- [YOUR GOAL] Go through the entries below. Copy out every line that contains "calling".

(Items from a dataset)
PR #1039, opened 2026-09-15
docs(recovery): state that the verdict is advisory until a seam is wired

### LINKED ISSUE #1031: recovery verdict is advisory by default: RecoveryDecision.permits has no product caller

Adhi1-2:
Fixes #1031 (Option A + C).

## The gap

`RecoveryDecision.permits()` has no product caller, and nothing in the library stops a caller that ignores the verdict. A plain `pip install continuum-agent` gets the diagnosis, not a guard — the issue's crash test showed a worker calling `CheckpointManager.restore()` directly and resuming state the engine had just declared `REQUEST_HUMAN`, and no doc anywhere said that was possible. The expectation gap was the actual problem: users assume "CONTINUUM will stop my agent from resuming unsafe state"; what is delivered is "CONTINUUM will tell you the truth".

## What this PR does (Option A: keep advisory-by-default, document it — plus Option C: one discoverable section for the seams)

- **`RecoveryDecision` and `permits()` docstrings** now state the advisory contract explicitly, modelled on `analysis/prefix_trust.py`'s "never gates" phrasing, and name the opt-in seams.
- **README "What CONTINUUM Is Not"**: a "Not a supervisor" row, plus a paragraph spelling out what *is* enforced out of the box (only the CLI exit code — `continuum resume && start` cannot launch onto stale state) and what is not (a direct `restore()` call).
- **README "Status and limitations"**: the advisory bullet.
- **`docs/recovery_walkthrough.md`**: right where the verdict is displayed, a note that `REQUEST_HUMAN` stops nobody and what actually does.
- **New `docs/guides/enforcement-seams.md`**: the one discoverable place for the four opt-in enforcement seams — gate host hook, enforcing HTTP gateway, replay guard, observation hooks — what each intercepts, how to enable it, fails-when, and which to pick for which caller. Also covers what is enforced without any seam (exit codes) and how the seams layer.

## What this PR deliberately does not do

Option B (enforce-by-default with `--force`) is not implemented — the issue itself says not to change the default behaviour of every existing caller without maintainer agreement. This PR makes the current contract unmistakable instead.

## Verification

- Full suite: **2216 passed, 25 skipped** (no behaviour change; docstrings and markdown only, one `__init__`-adjacent docstring edit in `engine.py`)
- `ruff check` / `ruff format --check` clean
- Docs guards pass: `test_docs_counts.py`, `test_cli_docs.py`, `test_walkthrough_example.py`


README.md
```diff
@@ -519,9 +519,20 @@ Beyond the original plan: the MCP server, MCP authorization and caller-authentic
...
 
 The core abstraction: `semantic state + environment validation + action reconciliation = safe recovery`.
 
+**The verdict is advisory by default.** `RecoveryEngine.assess()` answers *where a run stands*;
+it does not stop a caller that ignores the answer. A plain `pip install continuum-agent`
+gets the diagnosis, not a guard: nothing prevents a worker from calling
+`CheckpointManager.restore()` directly and resuming state the engine just declared unsafe.
+What is enforced out of the box is the CLI's exit code (only a verified-safe run exits `0`,
+so `continuum resume "$RUN" && ./start-agent.sh` cannot launch onto stale state). To make
+the library itself refuse, wire one of the four opt-in enforcement seams — the gate host
```
Cyrax321, line 532: Blocking. This sentence says wiring one of four seams makes the library refuse, and lists the observation hooks among them, but docs/guides/enforcement-seams.md calls the observation hooks "Not a refuser" in its own table and says under "Which seam for which caller" that "they do not refuse anything". src/continuum/clienthooks.py backs the guide, not this sentence: the installed hook records PostToolUse and PreToolUse events, and the module's only refusal paths are about declining to edit a malformed settings.json, never about declining agent work. A reader who wires the observation hooks to get enforcement gets no enforcement, and this line is the one they followed. Either drop the observation hooks from this sentence (the other three do refuse) or say the four seams include one that only makes the next verdict honest.

src/continuum/recovery/engine.py
```diff
@@ -127,7 +138,14 @@ def next_allowed_action(self) -> str | None:
         return self.contract.next_allowed_action
 
     def permits(self, action: str) -> bool:
-        """Whether ``action`` is the one step the contract currently allows."""
+        """Whether ``action`` is the one step the contract currently allows.
+
+        This is advice, not enforcement: ``True``/``False`` tells the caller
+        what the contract permits, but nothing in the library blocks a
+        caller that proceeds anyway. ``permits`` is the per-action form of
+        the same fact as ``safe``; enforcement is opt-in via the seams
```
Cyrax321, line 146: Blocking. ``permits`` is not the per-action form of the same fact as ``safe``. ``safe`` is ``mode is RecoveryMode.RESUME`` (line 122), while ``permits`` also returns True when ``action == contract.next_allowed_action`` (lines 140-141). So in any non-RESUME mode that still has a next allowed action, ``permits(...)`` is True while ``safe`` is False, and the two answers genuinely disagree. The rest of this docstring is precise about the advisory contract, and this clause introduces the imprecision it exists to remove. Either describe the disjunction (RESUME permits anything; otherwise only the one next action) or drop the ``safe`` cross-reference and keep the link to the class docstring.

README.md
```diff
@@ -519,9 +519,20 @@ Beyond the original plan: the MCP server, MCP authorization and caller-authentic
...
+hook, the HTTP gateway, the replay guard, or the observation hooks — each documented in
```
Cyrax321, line 533: Non-blocking, style. This paragraph and the new note in docs/recovery_walkthrough.md:147 use em dashes, but every file under docs/ and the README itself contain none before this PR (CHANGELOG.md is the only file in the tree with one). The new guide also uses spaced hyphens in the same commit, so the PR is internally inconsistent as well. Please use the spaced hyphen form already used in enforcement-seams.md, or restructure the sentence, so the prose matches the rest of the docs.

docs/guides/enforcement-seams.md
```diff
@@ -0,0 +1,60 @@
...
+
+This guide is the single place that answers the follow-up question: *if I
+want the verdict enforced, where do I wire it?* There are four opt-in seams.
+Each one refuses work the engine would not permit, at a different boundary.
+Pick by what your agent can bypass.
+
+| Seam | What it intercepts | How to enable | Fails when |
+|:--|:--|:--|:--|
+| Gate host hook | Structured tool calls, before they fire | `continuum hooks install claude-code --with-gate` (also `gemini`, `codex`), or `.continuum/gate.json` for the framework hooks | The call has no live claim, the effect already completed, or the outcome is uncertain |
+| Enforcing HTTP gateway | Outbound HTTP from any language | `continuum gateway --port 8765` with `.continuum/gateway.json` | The request matches a registered route but has no live claim; the proxy settles the claim itself from the real status code |
```
Cyrax321, line 17: Non-blocking. The guide presents `continuum gateway --port 8765` as the gateway's invocation, but `continuum serve --transport http` also defaults to 8765 (src/continuum/cli/main.py:4219). These are two distinct servers sharing one default port, so a user who already runs the sidecar over HTTP gets a bind failure when they follow this row, and nothing here explains the clash. A note that the two default to the same port and that one of them needs `--port` would save that debugging round.

Cyrax321 (changes requested):
Two factual errors block this merge. Both are in the prose the PR adds, which is the only place a change like this can fail; details inline on README.md:532 and src/continuum/recovery/engine.py:146.

Non-blocking, and not anchored because the file is not in this diff: `continuum resume --help` never mentions that its exit code is the enforcement boundary (src/continuum/cli/main.py:3823). Three of the new docs point at that exit code as the one guard that ships enabled, but a user who only runs the CLI never learns it. One sentence in the resume help would carry the contract to the audience that needs it most.

Also non-blocking: no CHANGELOG entry, although `## [Unreleased] > Changed` is open and the repo convention (see 76d9130) is that doc-only work still gets one.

- [ANSWER BELOW]
`RecoveryDecision.permits()` has no product caller, and nothing in the library stops a caller that ignores the verdict. A plain `pip install continuum-agent` gets the diagnosis, not a guard — the issue's crash test showed a worker calling `CheckpointManager.restore()` directly and resuming state the engine had just declared `REQUEST_HUMAN`, and no doc anywhere said that was possible. The expectation gap was the actual problem: users assume "CONTINUUM will stop my agent from resuming unsafe state"; what is delivered is "CONTINUUM will tell you the truth".
+gets the diagnosis, not a guard: nothing prevents a worker from calling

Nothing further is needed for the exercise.